Study setting
The study was conducted from February to March, 2017 in Ho central within the Municipality of the Volta Region of Ghana. The Ho central is one of the four sub-municipals in the Ho municipality comprising of twelve health facilities with the MHD responsible for management and providing support to the sub-municipals. Three of these facilities are hospitals; the regional, municipal and a private hospital and the rest clinics, Community-based health planning and services (CHPS) and family health units. These facilities are manned by trained and skilled health personnel who manage all kinds of health-related issues. Community health nurses at the various Reproductive and Child Health units perform vaccinations in the facilities and outreach services. Data are generated at the end of vaccination, recorded in assigned books and safely kept. The availability of skilled personnel therefore affects data quality. The study was specifically conducted in two clinics and a CHPS compound located within the central municipality.
Study population and design
According to the 2017 projected populated by the Ghana Statistical Service, the population of Ho municipality was 209,161 with under-five being 23,734 [21]. Immunization data on under-five children from sampled health facilities were studied. The study was descriptive cross-sectional. This design was chosen because it was appropriate in terms of time for the study. Data of immunized children under 18 months were studied. They were examined in tally books and reports and recorded into DQS tool [18] for analysis.

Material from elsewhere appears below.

PR #6083, opened 2022-09-12
Remove metatypes/critical types experiment

emjin:
Metatypes (aka critical types) were added as an experiment after brainstorming at an offsite. Security researchers were finally able to sit down at test it (see https://docs.google.com/document/d/1Q37NILl3zILVrg0eQyf_USDSJ0GRGvvWD23nmNhpzco/edit)

The results found it wasn't easy to write rules which benefited from critical types immediately. Some of these cases would benefit more from the jsonnet experiment! Some need better type propagation for this to be useful. In the meantime, I'm removing critical types to reduce maintenance burden. If we want it again, we can add it back.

Sampling of vaccines and health facilities
Selection of vaccines and study facilities began at the MHD. The three vaccines - BCG, Penta 3 and Measles 2 were selected randomly. This was done using simple random sampling where names of the twelve vaccines were written on pieces of paper and picked without replacement. Health facilities in Ho central that performed immunization and had complete data on the selected vaccines for January to December, 2015 were included. All the hospitals were excluded because they did not vaccinate against Measles 2. Any facility that had zero records of BCG, Penta 3 and Measles 2 were also excluded. Three of the nine eligible facilities were selected using simple random sampling. Selection of three health facilities was based on previous similar study [14]. This was done by writing their names on pieces of paper and picking at random without replacement. Letters A, B and C were used to represent the facilities in the analysis for the purposes of anonymity.
Definition of terms
Data accuracy: the degree to which data has attributes that correctly represent the true value of the intended attribute of a concept or event in a specific context of use [22].
Data consistency: the degree to which data has attributes that are free from contradiction and are coherent with other data in a specific context of use [22].
Discrepancy: the data from two or more sources are not consistent.
Measurement of data accuracy and discrepancy
The DQS tool is a standard tool developed by the WHO and use to determine accuracy of immunization data. It is simple to use in comparing immunization data from a source such as tally sheets data to reports submitted to health directorate by same facility and period. This tool has been used in previous studies on data quality and findings establish inconsistency between source documents such as tally books and reports extracted from same data.
Accuracy ratio is obtained by dividing tallied figure by report figure and multiply by 100 percent. The discrepancy is obtained by subtracting the accuracy ratio from 100. An accuracy ratio less than 100 percent indicates overreporting whereas underreporting occurs when accuracy ratio is greater than 100 percent [23]. Overreporting gives an accuracy figure of less than 100 percent and positive discrepancy figure indicating more data being reported to the MHD than found in the tally registers. Underreporting gives an accuracy figure more than 100 percent and a negative discrepancy figure demonstrating less data being reported to the MHD than recorded in the tally registers.
Data collection procedure
Reported data from the sampled facilities on BCG, Penta 3 and Measles 2 were first obtained from the MHD. Data on reports were read, recorded and reread for each month per vaccine to avoid errors. Visits were then made to facilities selected and data on tally sheets which are the original source documents were recounted. Tallies against the vaccines involve were recounted thrice for each month per vaccine at all facilities. The WHO DQS tool [23] was adopted and modified in excel. The data were first recorded in a note book and then transferred into the tool in excel sheet for analysis. In all three facilities involved, visits were made twice because, some of the tally books were not available on the first visit.
Data analysis
Data collected from the different levels were entered into Microsoft excel for storage and analysis. Data upon entry into excel were cross-checked thrice to avoid transcription error. A template of the WHO DQS tool was created in excel. Data for each month per vaccine and for each facility was then entered into the tool to generate accuracy ratio and discrepancy level (100 – accuracy ratio). Descriptive statistics was done with excel and presented in simple graphs and tables.
Ethical issues
Ethical clearance for the study was obtained from Ghana Health Service Ethical Review Committee (GHS-ERC) with number GHS-ERC: 64/10/2016. Permission was sought from the MHD through an introductory letter. GHS data request form at the MHD was filled before accessing reports. Letters were rewritten by the Municipal Health Director and sent to the facility in-charges who gave approval before data were accessed. Letters A, B and C were used to represent the 3 facilities for the sake of anonymity.